PR #2883, opened 2025-07-01
fix: skadi integration - data types of responses

sshanzel:
There are certain properties that needs to be formatted before returning it to the FE.

For example, Float values are sent as string instead of number, and the Date value is integer which we had to do some processing first.

After the changes, the endpoints are now working.

### Jira ticket
MI-888


.infra/Pulumi.adhoc.yaml
```diff
@@ -38,9 +38,9 @@ config:
       6S+tkxhzAgWZNOhtqvSTFxKH9c51/jTCLDrPvHNlzNoeqhvaowUmvOrRoT1TZ8hs
       7QIDAQAB
       -----END PUBLIC KEY-----
-  api:debeziumDbPass: "12345"
```
sshanzel, line 41: Accidentally committed. I'll revert quickly 🤦

src/common/utils.ts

Your goal: Please repeat the records so that each one reads exactly as it does above.

Answer to this exercise:
PR #2883, opened 2025-07-01
fix: skadi integration - data types of responses

sshanzel:
There are certain properties that needs to be formatted before returning it to the FE.

For example, Float values are sent as string instead of number, and the Date value is integer which we had to do some processing first.

After the changes, the endpoints are now working.

### Jira ticket
MI-888


.infra/Pulumi.adhoc.yaml
```diff
@@ -38,9 +38,9 @@ config:
       6S+tkxhzAgWZNOhtqvSTFxKH9c51/jTCLDrPvHNlzNoeqhvaowUmvOrRoT1TZ8hs
       7QIDAQAB
       -----END PUBLIC KEY-----
-  api:debeziumDbPass: "12345"
```
sshanzel, line 41: Accidentally committed. I'll revert quickly 🤦

src/common/utils.ts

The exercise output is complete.